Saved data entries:
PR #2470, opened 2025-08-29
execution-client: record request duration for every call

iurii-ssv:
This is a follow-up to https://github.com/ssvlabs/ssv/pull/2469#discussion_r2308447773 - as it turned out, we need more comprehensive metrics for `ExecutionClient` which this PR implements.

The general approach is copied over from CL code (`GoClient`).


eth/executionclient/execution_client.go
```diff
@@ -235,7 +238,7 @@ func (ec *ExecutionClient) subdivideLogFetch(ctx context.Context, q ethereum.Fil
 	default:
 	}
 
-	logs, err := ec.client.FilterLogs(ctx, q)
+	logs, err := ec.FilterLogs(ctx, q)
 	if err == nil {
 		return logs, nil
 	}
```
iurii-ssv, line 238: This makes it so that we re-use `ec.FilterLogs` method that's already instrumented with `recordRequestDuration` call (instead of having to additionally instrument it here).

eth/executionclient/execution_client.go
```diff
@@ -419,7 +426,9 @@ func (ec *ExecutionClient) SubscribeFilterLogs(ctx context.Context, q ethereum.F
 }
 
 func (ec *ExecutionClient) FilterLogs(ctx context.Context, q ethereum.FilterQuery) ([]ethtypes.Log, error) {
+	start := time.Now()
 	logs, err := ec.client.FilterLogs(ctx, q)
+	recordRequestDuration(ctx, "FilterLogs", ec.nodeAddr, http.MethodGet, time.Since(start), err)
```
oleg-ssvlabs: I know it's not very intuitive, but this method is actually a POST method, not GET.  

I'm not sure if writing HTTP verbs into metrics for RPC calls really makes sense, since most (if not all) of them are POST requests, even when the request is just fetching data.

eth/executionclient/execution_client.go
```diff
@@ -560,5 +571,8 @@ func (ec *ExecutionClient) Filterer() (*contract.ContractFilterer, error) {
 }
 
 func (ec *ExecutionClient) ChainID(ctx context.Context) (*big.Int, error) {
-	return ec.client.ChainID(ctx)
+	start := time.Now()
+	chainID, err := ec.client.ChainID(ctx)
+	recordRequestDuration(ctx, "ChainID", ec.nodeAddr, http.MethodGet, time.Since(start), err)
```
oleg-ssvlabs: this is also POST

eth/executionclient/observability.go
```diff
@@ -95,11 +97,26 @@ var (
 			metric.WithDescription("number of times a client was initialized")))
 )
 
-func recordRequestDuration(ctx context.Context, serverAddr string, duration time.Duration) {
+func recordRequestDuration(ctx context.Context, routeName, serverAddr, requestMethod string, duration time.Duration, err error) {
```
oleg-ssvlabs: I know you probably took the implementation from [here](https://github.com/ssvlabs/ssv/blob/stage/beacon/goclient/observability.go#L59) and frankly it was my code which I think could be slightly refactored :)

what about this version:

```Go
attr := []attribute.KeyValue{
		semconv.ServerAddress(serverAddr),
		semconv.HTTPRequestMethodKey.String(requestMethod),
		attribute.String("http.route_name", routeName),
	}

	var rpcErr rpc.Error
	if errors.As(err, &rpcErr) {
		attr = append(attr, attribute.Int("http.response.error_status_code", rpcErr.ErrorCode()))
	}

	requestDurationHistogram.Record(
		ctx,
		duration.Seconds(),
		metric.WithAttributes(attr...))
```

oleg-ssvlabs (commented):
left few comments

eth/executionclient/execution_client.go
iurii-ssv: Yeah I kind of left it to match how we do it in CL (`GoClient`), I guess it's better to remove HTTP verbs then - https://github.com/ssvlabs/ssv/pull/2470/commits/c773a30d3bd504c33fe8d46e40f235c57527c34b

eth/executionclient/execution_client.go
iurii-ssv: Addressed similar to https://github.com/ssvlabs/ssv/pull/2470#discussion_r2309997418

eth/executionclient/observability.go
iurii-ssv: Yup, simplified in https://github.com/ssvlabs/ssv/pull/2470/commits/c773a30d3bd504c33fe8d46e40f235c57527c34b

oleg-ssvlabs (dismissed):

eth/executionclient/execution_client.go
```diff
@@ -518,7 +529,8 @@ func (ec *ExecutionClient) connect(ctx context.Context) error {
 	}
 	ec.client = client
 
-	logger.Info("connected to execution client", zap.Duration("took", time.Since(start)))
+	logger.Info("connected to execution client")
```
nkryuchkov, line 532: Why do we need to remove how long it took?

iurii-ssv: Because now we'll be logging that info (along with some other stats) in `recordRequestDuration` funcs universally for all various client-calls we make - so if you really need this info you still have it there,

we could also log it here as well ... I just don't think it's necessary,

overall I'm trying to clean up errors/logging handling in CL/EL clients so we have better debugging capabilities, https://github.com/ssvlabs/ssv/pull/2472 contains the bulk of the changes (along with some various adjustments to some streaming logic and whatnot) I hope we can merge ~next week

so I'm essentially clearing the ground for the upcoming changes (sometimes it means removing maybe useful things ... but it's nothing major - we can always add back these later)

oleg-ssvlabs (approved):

→ **Directions**
Each entry shown above should be copied out exactly.

→ **Task response**
PR #2470, opened 2025-08-29
execution-client: record request duration for every call

iurii-ssv:
This is a follow-up to https://github.com/ssvlabs/ssv/pull/2469#discussion_r2308447773 - as it turned out, we need more comprehensive metrics for `ExecutionClient` which this PR implements.

The general approach is copied over from CL code (`GoClient`).


eth/executionclient/execution_client.go
```diff
@@ -235,7 +238,7 @@ func (ec *ExecutionClient) subdivideLogFetch(ctx context.Context, q ethereum.Fil
 	default:
 	}
 
-	logs, err := ec.client.FilterLogs(ctx, q)
+	logs, err := ec.FilterLogs(ctx, q)
 	if err == nil {
 		return logs, nil
 	}
```
iurii-ssv, line 238: This makes it so that we re-use `ec.FilterLogs` method that's already instrumented with `recordRequestDuration` call (instead of having to additionally instrument it here).

eth/executionclient/execution_client.go
```diff
@@ -419,7 +426,9 @@ func (ec *ExecutionClient) SubscribeFilterLogs(ctx context.Context, q ethereum.F
 }
 
 func (ec *ExecutionClient) FilterLogs(ctx context.Context, q ethereum.FilterQuery) ([]ethtypes.Log, error) {
+	start := time.Now()
 	logs, err := ec.client.FilterLogs(ctx, q)
+	recordRequestDuration(ctx, "FilterLogs", ec.nodeAddr, http.MethodGet, time.Since(start), err)
```
oleg-ssvlabs: I know it's not very intuitive, but this method is actually a POST method, not GET.  

I'm not sure if writing HTTP verbs into metrics for RPC calls really makes sense, since most (if not all) of them are POST requests, even when the request is just fetching data.

eth/executionclient/execution_client.go
```diff
@@ -560,5 +571,8 @@ func (ec *ExecutionClient) Filterer() (*contract.ContractFilterer, error) {
 }
 
 func (ec *ExecutionClient) ChainID(ctx context.Context) (*big.Int, error) {
-	return ec.client.ChainID(ctx)
+	start := time.Now()
+	chainID, err := ec.client.ChainID(ctx)
+	recordRequestDuration(ctx, "ChainID", ec.nodeAddr, http.MethodGet, time.Since(start), err)
```
oleg-ssvlabs: this is also POST

eth/executionclient/observability.go
```diff
@@ -95,11 +97,26 @@ var (
 			metric.WithDescription("number of times a client was initialized")))
 )
 
-func recordRequestDuration(ctx context.Context, serverAddr string, duration time.Duration) {
+func recordRequestDuration(ctx context.Context, routeName, serverAddr, requestMethod string, duration time.Duration, err error) {
```
oleg-ssvlabs: I know you probably took the implementation from [here](https://github.com/ssvlabs/ssv/blob/stage/beacon/goclient/observability.go#L59) and frankly it was my code which I think could be slightly refactored :)

what about this version:

```Go
attr := []attribute.KeyValue{
		semconv.ServerAddress(serverAddr),
		semconv.HTTPRequestMethodKey.String(requestMethod),
		attribute.String("http.route_name", routeName),
	}

	var rpcErr rpc.Error
	if errors.As(err, &rpcErr) {
		attr = append(attr, attribute.Int("http.response.error_status_code", rpcErr.ErrorCode()))
	}

	requestDurationHistogram.Record(
		ctx,
		duration.Seconds(),
		metric.WithAttributes(attr...))
```

oleg-ssvlabs (commented):
left few comments

eth/executionclient/execution_client.go
iurii-ssv: Yeah I kind of left it to match how we do it in CL (`GoClient`), I guess it's better to remove HTTP verbs then - https://github.com/ssvlabs/ssv/pull/2470/commits/c773a30d3bd504c33fe8d46e40f235c57527c34b

eth/executionclient/execution_client.go
iurii-ssv: Addressed similar to https://github.com/ssvlabs/ssv/pull/2470#discussion_r2309997418

eth/executionclient/observability.go
iurii-ssv: Yup, simplified in https://github.com/ssvlabs/ssv/pull/2470/commits/c773a30d3bd504c33fe8d46e40f235c57527c34b

oleg-ssvlabs (dismissed):

eth/executionclient/execution_client.go
```diff
@@ -518,7 +529,8 @@ func (ec *ExecutionClient) connect(ctx context.Context) error {
 	}
 	ec.client = client
 
-	logger.Info("connected to execution client", zap.Duration("took", time.Since(start)))
+	logger.Info("connected to execution client")
```
nkryuchkov, line 532: Why do we need to remove how long it took?

iurii-ssv: Because now we'll be logging that info (along with some other stats) in `recordRequestDuration` funcs universally for all various client-calls we make - so if you really need this info you still have it there,

we could also log it here as well ... I just don't think it's necessary,

overall I'm trying to clean up errors/logging handling in CL/EL clients so we have better debugging capabilities, https://github.com/ssvlabs/ssv/pull/2472 contains the bulk of the changes (along with some various adjustments to some streaming logic and whatnot) I hope we can merge ~next week

so I'm essentially clearing the ground for the upcoming changes (sometimes it means removing maybe useful things ... but it's nothing major - we can always add back these later)

oleg-ssvlabs (approved):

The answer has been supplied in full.